- **EXERCISE DESCRIPTION**: In the records below, find the line with "onmax: lint"; retype that line and all the following lines through the end, exactly, and add nothing.

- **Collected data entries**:

PR #263, opened 2025-03-12
Nimiq Wallet Demo

onmax:
Moved to #278


julianbauer:
Hey Maxi, thanks for putting this together, this will be such a helfpul resource!
I'll comment on your suggested UX improvements, and a bit beyond that on the videos you shared:

julianbauer:
## Buy Fake NIM
Completely agree with you, an interface where users can enter a number and that amount gets added to the balance is perfect. This is not too far from how the original interface for buying via OASIS looked like:
Setup – Select crypto   amount

I think it would be cool to bring it as close as possible to this, as even though users right now will have to go through moonpay et al, this would be the most native way to buy within the wallet. Can we mock a bank and identicon (we do have a generic bank icon too)? Can we show the fiat equivalent or would this be too much work? [Here's the link to the Figma designs](https://www.figma.com/design/D07VHQmmYSaOipkiivRjwv/Wallet-Fiat-Swaps?node-id=6-0&p=f&t=Ruacw6pwydVVUxsh-11)

_Commented by Maxi_:  ✅ Done

Instead of the DEMO banner in the modal, I'd add a note to the whole interface (e.g. where we have the "POS Testnet" note), additionally if we think that's not enough, maybe a little note below the button saying that this is not real money and just for demo purposes.

_Commented by Maxi_:  ✅ Done

Also in the TX list, would be cool to have a [fake bank icon instead of the identicon].(https://www.figma.com/design/D07VHQmmYSaOipkiivRjwv/Wallet-Fiat-Swaps?node-id=756-0&t=Ruacw6pwydVVUxsh-11)

_Commented by Maxi_:  ✅ Done

onmax:
Thanks @julianbauer. You can also add yourself as reviewer and add a review with `request changes` option ;)

> Instead of the DEMO banner in the modal, I'd add a note to the whole interface (e.g. where we have the "POS Testnet" note), additionally if we think that's not enough, maybe a little note below the button saying that this is not real money and just for demo purposes.

Really nice solution. I will update the designs and propose a wording that we like :).

> Also in the TX list, would be cool to have a [fake bank icon instead of the identicon].([figma.com/design/D07VHQmmYSaOipkiivRjwv/Wallet-Fiat-Swaps?node-id=756-0&t=Ruacw6pwydVVUxsh-11](https://www.figma.com/design/D07VHQmmYSaOipkiivRjwv/Wallet-Fiat-Swaps?node-id=756-0&t=Ruacw6pwydVVUxsh-11))

Yep I think we can do that. For that I believe we need to fake the swap as if the user has used supersimpleswap. I didn't want to add a sss swap since the service is offline for more than a year. Should we really add it?

I believe this swap is only in EUR, so a person from other continent don't care about this feature.

julianbauer:
> Yep I think we can do that. For that I believe we need to fake the swap as if the user has used supersimpleswap. I didn't want to add a sss swap since the service is online for more than a year. Should we really add it?

As we're faking it all anyway, could we just... fake it? Like, we probably have a fixed address for this transaction, couldn't we just replace the identicon with the bank icon? Or am I missing sth?

_Commented by Maxi_: ✅ Done

sisou:
I'm against adding a EUR swap, as we are not currently offering that and don't know if we'll ever do again.

julianbauer:
## Stake NIM
Looks good! Probably obvious but 2 things:
- We need some more fake content for the staking pool profile
_Commented by Maxi_: ❌ Should be in the staking PR
- The staking interface in the address overview is still the old one, would be great to work with the new, iterated designs here ([Figma](https://www.figma.com/design/Ibvnl8VXJiRYDdMAShmjNt/Staking-feature?node-id=7506-157122&t=Hzf2EqZLKXs4XGro-11)): 
_Commented by Maxi_: ❌ Should be in the staking PR

Default

julianbauer:
@sisou 
> I'm against adding a EUR swap, as we are not currently offering that and don't know if we'll ever do again.

I'm with you, I wouldn't call it "the EUR swap" or link it to any of the services currently unavailable. It does provide an interface though that I think is nicer and closer to reality than just a single input, and by itself is quite neutral. Considering we have these anyway, why not use them?

_Commented by Maxi_: ✅ Done!

julianbauer:
## Swap NIM
- Probably makes sense to speed this up a little bit – e.g. just stay for 1-2 seconds on each step
_Commented by Maxi_: ✅ Done!
- Before highlighting the BTC tile, first the NIM tile on the left should be filled (to show it's ready)
- You're using the "clap hands" icon for a successful buy experience – for consistency I suggest to use that for the swap as well (or the other way around. I think in the wallet we're using the checkmarks, I do think the hands emoji is nicer though – should then ofc be updated in the wallet too)
_Commented by Maxi_: ✅ Done!
- The "Swap successful" toast stays indefinitely, and clicking on it opens the success step in the modal ;)

julianbauer:
> Reduce the balance to a certain amount. For example, $200 in NIM, $1300 in BTC and a few hundred in USD.
> Dynamic balance depending on your country. We could use an API that gives an economic index based on a country code to set a balance that fits an average person in that country.

Great ideas, agreed!

### Fallback modal
For the fallback modal, we'll come up with a custom design for this. Essentially we want to say "Hey this functionality doesn't exist because this is a demo, but if you're hooked, create a wallet and see the real thing"

_Commented by Maxi_:
<details><summary>✅ Done!</summary>
<p>

image


</p>
</details> 


### Fake addresses
Could we just use special characters in the middle of the addresses? Like NQ26 2Y2M XXXX XXXX XXXX XXXX XXXX MDIF 5SKD? That should generate identicons too, right? On top of that we should definitely deactivate all copy functionality (like clicking the address in Receive modal), and add a note to users to not send funds to these addresses because they don't exist

_Commented by Maxi_:
<details><summary>✅ Done!</summary>

<p>


| NIM | BTC | USDC |
|--------|--------|--------|
| image | image | image |

</p>
</details>

onmax:
> The staking interface in the address overview is still the old one, would be great to work with the new, iterated designs here ([Figma](https://www.figma.com/design/Ibvnl8VXJiRYDdMAShmjNt/Staking-feature?node-id=7506-157122&t=Hzf2EqZLKXs4XGro-11))

Agreed, but outside of the scope of this PR. The UI will be updated automatically when new designs get implemented.

> I'm with you, I wouldn't call it "the EUR swap" or link it to any of the services currently unavailable. It does provide an interface though that I think is nicer and closer to reality than just a single input, and by itself is quite neutral. Considering we have these anyway, why not use them?

I will check how to do it, but I believe I might need to change some code in the application side, which is something I am trying to minimize. I will see how I can do it :)

> Probably makes sense to speed this up a little bit – e.g. just stay for 1-2 seconds on each step

No problem

> Before highlighting the BTC tile, first the NIM tile on the left should be filled (to show it's ready)

Ok, I think I missed a step in the faking process.

> You're using the "clap hands" icon for a successful buy experience – for consistency I suggest to use that for the swap as well (or the other way around. I think in the wallet we're using the checkmarks, I do think the hands emoji is nicer though – should then ofc be updated in the wallet too)

I will update the buy flow with check mark then.

>  Dynamic balance depending on your country. We could use an API that gives an economic index based on a country code to set a balance that fits an average person in that country.

I will see the easiest way to do it without any impact.

> For the fallback modal, we'll come up with a custom design for this. Essentially we want to say "Hey this functionality doesn't exist because this is a demo, but if you're hooked, create a wallet and see the real thing"

Ok, waiting for it.

> Could we just use special characters in the middle of the addresses? Like NQ26 2Y2M XXXX XXXX XXXX XXXX XXXX MDIF 5SKD? That should generate identicons too, right? On top of that we should definitely deactivate all copy functionality (like clicking the address in Receive modal), and add a note to users to not send funds to these addresses because they don't exist

It will not generate identicons as I believe the code will say is a invalid address. but I can look for a work-around.

_Thanks for you valuable feedback. I have updated the TODOs section in this PR to track progress_

julianbauer:
> It will not generate identicons as I believe the code will say is a invalid address. but I can look for a work-around.

Btw I'm basing my assumption on this demo here, where any text creates an identicon. Not sure how applicable this is of course: https://github.com/nimiq/identicons?tab=readme-ov-file

But then, as another workaround, you could use a real address for the identicon, but only show the masked version of it. There's no way to guess the address from the identicon so we should be safe!

onmax:
Under the hood we are using `ValidationUtils.isValidAddress(address)` [here](https://github.com/nimiq/vue-components/blob/master/src/components/Identicon.vue#L19).

But I think is going to change just the text content that we render and leave the identicon itself with a correct address as you mention

julianbauer:
@onmax here's the promised fallback modal design: https://www.figma.com/design/kzdltAuhkXvlM1jLVlSCcU/Nimiq-Wallet?node-id=444-12553&t=P1GfEEvS9FN0wYEQ-11

Demo Fallback modal

onmax:
@julianbauer 

Working on your feedback now.

I just realized that we didn't think about the receive modal. I am thinking of disabling the receive modal completely and always redirecting to the fallback modal. There is no need to show the receive modal at all in the demo. Let me know if this works for you. 

Thanks a lot!

image

julianbauer:
> @julianbauer
> 
> Working on your feedback now.
> 
> I just realized that we didn't think about the receive modal. I am thinking of disabling the receive modal completely and always redirecting to the fallback modal. There is no need to show the receive modal at all in the demo. Let me know if this works for you.
> 
> Thanks a lot!
> 
> image

Ach, I think it's nice seeing how it looks like. If we mask the address properly like in your screenshot, I think there's value in showing it, just for context.

_Commented by Maxi_:  ✅ Done

onmax:
The issue now is the QR codes and request link. How should we handle those?

julianbauer:
I'd suggest to draw the line there: These can be left out :) – show the fallback modal when clicking on them

src/lib/Demo.ts
```diff
@@ -0,0 +1,2011 @@
...
+
+const DemoFallbackModal = () =>
+    import(
+        /* webpackChunkName: 'demo-hub-fallback-modal' */
+        '@/components/modals/demos/DemoModalFallback.vue'
+    );
+
+const DemoPurchaseModal = () =>
+    import(
+        /* webpackChunkName: 'account-menu-modal' */
```
onmax: copy pasta

src/components/modals/demos/DemoModalBuy.vue
```diff
@@ -0,0 +1,333 @@
...
+                    font-size: 2.5rem !important;
+                    padding: 0.375rem 0.75rem;
+                }
+            }
+        }
+    }
+
+    ::v-deep .status-screen {
+        height: 100%;
+  position: absolute;
```
onmax: lint

src/components/modals/demos/DemoModalBuy.vue
```diff
@@ -0,0 +1,333 @@
...
+
+        <div slot="overlay" class="page">
+            <StatusScreen
+                title="Your NIM is on its way!"
+                :state="status"
+                message="This transaction is instant and secure."
+            />
+        </div>
+<!--
+    <PageBody slot="overlay" class="overlay-content">
```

- **SOLVED EXERCISE**:
onmax: lint

src/components/modals/demos/DemoModalBuy.vue
```diff
@@ -0,0 +1,333 @@
...
+
+        <div slot="overlay" class="page">
+            <StatusScreen
+                title="Your NIM is on its way!"
+                :state="status"
+                message="This transaction is instant and secure."
+            />
+        </div>
+<!--
+    <PageBody slot="overlay" class="overlay-content">
```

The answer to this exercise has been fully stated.